EXERCISE>
Take every line in the entries that includes the word "proper" and copy it.

Stored items

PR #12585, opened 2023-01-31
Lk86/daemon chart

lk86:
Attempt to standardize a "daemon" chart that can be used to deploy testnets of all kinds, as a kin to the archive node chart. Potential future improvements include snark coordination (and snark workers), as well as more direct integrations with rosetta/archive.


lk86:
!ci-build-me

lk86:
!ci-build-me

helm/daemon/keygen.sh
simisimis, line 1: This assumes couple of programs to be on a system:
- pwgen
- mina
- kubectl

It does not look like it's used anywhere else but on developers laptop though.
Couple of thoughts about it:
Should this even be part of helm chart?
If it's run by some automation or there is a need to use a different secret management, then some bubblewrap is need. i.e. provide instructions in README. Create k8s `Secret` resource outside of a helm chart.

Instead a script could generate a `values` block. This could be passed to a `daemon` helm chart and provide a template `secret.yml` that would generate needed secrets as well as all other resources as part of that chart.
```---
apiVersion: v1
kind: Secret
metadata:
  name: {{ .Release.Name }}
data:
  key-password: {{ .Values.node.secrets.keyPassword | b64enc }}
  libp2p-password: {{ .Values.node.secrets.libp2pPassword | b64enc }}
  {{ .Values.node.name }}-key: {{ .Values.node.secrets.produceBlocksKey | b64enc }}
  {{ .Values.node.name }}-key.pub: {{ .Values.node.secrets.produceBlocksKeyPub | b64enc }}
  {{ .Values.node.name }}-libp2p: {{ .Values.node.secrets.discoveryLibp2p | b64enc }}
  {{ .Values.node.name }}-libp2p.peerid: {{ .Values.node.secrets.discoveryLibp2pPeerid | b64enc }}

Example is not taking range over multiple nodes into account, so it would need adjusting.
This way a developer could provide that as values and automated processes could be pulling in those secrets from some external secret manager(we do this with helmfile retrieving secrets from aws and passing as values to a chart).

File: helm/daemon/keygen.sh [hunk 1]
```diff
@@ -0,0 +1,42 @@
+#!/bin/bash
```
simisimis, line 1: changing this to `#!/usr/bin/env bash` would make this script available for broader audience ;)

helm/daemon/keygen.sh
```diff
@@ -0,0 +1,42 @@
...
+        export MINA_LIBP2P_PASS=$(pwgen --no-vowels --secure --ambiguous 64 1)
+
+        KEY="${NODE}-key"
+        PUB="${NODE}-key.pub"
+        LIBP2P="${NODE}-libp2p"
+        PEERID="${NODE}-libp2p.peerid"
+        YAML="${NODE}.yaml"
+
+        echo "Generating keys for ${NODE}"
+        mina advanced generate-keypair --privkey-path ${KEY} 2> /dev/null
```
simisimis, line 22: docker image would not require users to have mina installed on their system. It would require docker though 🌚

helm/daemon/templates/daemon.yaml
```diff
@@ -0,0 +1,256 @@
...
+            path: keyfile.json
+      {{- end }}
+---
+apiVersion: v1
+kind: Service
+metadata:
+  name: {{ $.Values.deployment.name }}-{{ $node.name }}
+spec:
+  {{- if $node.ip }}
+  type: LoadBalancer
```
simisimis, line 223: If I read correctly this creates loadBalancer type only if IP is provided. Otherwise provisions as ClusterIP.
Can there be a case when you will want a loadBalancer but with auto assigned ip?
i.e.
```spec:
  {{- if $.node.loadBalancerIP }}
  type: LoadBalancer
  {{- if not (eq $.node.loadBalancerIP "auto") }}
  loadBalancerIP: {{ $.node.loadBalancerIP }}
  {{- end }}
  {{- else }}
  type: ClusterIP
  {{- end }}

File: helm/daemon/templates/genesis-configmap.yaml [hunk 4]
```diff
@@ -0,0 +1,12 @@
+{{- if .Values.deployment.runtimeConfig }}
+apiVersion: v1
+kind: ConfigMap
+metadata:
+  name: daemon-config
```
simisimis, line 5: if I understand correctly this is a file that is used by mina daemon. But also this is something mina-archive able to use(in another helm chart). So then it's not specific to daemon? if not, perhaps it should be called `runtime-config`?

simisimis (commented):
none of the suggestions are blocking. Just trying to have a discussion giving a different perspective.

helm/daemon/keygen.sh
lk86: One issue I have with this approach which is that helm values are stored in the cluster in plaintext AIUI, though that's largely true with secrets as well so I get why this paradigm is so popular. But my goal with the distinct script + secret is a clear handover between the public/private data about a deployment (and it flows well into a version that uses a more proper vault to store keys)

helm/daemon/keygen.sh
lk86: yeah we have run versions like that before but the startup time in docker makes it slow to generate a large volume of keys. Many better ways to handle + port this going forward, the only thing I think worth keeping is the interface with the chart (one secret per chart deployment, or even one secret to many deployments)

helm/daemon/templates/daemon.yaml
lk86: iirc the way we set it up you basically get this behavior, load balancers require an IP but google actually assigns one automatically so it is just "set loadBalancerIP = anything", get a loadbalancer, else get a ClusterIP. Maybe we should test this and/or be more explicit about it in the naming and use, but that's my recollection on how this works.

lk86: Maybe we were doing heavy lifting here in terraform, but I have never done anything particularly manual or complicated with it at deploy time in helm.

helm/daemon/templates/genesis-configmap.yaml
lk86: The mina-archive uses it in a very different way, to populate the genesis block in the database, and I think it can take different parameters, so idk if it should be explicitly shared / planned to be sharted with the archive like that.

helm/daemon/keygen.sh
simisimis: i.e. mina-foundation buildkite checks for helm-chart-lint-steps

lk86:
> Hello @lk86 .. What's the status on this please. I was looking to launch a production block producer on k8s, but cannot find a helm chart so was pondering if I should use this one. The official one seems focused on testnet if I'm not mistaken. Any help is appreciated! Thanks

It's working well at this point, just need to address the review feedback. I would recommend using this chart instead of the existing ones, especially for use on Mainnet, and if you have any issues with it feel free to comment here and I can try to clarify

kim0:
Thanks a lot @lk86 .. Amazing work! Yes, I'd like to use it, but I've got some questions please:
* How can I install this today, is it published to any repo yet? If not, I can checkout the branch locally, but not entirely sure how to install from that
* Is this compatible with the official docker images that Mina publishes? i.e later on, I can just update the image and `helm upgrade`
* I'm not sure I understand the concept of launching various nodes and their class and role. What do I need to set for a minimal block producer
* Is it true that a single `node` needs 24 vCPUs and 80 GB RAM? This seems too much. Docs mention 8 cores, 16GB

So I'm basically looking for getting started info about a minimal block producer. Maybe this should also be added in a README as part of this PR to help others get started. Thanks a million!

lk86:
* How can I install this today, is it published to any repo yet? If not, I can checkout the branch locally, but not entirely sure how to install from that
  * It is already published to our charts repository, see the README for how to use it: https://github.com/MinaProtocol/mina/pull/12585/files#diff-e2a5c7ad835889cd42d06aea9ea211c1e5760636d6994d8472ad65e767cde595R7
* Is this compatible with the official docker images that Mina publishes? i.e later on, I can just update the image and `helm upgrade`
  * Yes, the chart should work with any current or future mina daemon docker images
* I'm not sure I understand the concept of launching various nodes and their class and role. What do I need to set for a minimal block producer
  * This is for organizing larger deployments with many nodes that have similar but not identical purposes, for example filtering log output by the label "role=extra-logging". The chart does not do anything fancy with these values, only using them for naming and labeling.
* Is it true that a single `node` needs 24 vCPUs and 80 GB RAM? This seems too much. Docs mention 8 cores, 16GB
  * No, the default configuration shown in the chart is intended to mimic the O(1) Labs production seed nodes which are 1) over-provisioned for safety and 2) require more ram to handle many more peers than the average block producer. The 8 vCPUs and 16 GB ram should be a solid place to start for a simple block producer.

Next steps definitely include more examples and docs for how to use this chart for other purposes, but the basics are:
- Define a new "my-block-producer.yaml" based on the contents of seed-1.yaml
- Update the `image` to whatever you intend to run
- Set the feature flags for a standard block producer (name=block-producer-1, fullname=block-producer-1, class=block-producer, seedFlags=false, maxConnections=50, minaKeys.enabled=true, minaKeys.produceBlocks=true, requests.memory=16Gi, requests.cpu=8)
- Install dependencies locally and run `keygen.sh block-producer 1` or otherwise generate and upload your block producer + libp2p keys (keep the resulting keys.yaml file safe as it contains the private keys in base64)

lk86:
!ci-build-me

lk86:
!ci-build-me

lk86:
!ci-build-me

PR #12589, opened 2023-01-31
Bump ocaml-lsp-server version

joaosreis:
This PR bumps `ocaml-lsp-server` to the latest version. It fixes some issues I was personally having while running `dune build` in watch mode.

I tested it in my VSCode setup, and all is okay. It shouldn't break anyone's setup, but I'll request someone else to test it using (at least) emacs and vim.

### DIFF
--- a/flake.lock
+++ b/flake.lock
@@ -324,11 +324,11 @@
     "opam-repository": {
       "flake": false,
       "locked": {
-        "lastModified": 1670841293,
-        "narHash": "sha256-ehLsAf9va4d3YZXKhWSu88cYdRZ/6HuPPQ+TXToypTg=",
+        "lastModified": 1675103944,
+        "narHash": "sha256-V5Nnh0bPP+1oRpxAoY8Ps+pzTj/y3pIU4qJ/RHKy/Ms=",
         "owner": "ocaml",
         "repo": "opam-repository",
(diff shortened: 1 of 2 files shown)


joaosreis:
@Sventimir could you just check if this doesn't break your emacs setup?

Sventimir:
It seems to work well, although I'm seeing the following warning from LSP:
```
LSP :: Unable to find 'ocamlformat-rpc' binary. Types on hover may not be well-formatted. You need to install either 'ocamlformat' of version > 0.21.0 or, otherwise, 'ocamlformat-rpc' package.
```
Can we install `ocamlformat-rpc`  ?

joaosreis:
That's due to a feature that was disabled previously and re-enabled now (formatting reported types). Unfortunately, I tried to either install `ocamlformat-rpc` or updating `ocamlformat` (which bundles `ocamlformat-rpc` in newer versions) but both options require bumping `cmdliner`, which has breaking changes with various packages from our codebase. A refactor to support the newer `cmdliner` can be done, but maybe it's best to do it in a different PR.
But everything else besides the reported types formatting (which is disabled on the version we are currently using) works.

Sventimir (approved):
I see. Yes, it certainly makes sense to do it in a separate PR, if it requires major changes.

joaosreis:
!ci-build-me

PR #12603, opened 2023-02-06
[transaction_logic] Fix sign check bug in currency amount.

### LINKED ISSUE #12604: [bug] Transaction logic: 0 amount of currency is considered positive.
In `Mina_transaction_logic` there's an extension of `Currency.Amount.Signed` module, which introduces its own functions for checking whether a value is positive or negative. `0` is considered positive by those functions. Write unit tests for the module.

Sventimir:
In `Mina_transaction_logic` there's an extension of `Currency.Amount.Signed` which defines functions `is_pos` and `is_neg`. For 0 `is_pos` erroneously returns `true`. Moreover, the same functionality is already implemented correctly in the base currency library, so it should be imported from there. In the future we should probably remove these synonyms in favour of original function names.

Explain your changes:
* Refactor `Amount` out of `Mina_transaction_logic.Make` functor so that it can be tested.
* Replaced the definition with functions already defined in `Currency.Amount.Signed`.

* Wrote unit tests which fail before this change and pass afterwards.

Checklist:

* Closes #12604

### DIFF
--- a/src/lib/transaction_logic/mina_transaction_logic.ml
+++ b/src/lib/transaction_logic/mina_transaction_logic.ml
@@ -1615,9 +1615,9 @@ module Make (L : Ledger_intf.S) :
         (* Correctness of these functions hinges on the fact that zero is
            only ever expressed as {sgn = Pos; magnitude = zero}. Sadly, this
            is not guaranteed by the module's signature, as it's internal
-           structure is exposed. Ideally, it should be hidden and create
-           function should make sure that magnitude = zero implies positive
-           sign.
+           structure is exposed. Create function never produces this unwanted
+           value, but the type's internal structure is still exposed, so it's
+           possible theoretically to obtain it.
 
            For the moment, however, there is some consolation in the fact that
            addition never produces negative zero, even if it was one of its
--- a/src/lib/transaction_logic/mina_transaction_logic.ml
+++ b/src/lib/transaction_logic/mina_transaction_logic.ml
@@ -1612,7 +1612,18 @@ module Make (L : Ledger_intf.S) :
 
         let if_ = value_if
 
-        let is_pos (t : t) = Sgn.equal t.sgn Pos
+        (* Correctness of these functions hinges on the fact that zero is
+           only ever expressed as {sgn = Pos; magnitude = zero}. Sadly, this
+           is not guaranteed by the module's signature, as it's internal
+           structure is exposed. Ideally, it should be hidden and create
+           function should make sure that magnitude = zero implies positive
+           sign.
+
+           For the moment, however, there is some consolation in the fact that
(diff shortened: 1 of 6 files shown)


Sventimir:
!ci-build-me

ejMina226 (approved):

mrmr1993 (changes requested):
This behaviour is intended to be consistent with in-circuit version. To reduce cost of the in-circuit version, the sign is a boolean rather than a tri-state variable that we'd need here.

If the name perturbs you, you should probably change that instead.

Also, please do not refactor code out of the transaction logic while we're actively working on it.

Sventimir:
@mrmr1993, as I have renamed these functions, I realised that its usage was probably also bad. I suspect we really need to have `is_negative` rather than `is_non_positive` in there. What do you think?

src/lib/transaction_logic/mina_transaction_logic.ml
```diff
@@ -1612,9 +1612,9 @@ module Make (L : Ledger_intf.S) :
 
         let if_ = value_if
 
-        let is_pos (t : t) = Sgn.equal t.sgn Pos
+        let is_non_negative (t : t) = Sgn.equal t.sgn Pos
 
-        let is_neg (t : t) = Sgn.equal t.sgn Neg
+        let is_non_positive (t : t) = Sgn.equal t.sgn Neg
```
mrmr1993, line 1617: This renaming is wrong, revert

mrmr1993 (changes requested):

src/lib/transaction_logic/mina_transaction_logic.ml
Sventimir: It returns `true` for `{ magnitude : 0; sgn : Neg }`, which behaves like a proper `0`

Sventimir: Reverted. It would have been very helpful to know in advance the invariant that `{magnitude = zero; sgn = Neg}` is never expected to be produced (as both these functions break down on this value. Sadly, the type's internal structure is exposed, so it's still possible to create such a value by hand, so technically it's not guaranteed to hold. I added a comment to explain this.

EXPECTED ANSWER>
lk86: One issue I have with this approach which is that helm values are stored in the cluster in plaintext AIUI, though that's largely true with secrets as well so I get why this paradigm is so popular. But my goal with the distinct script + secret is a clear handover between the public/private data about a deployment (and it flows well into a version that uses a more proper vault to store keys)
Sventimir: It returns `true` for `{ magnitude : 0; sgn : Neg }`, which behaves like a proper `0`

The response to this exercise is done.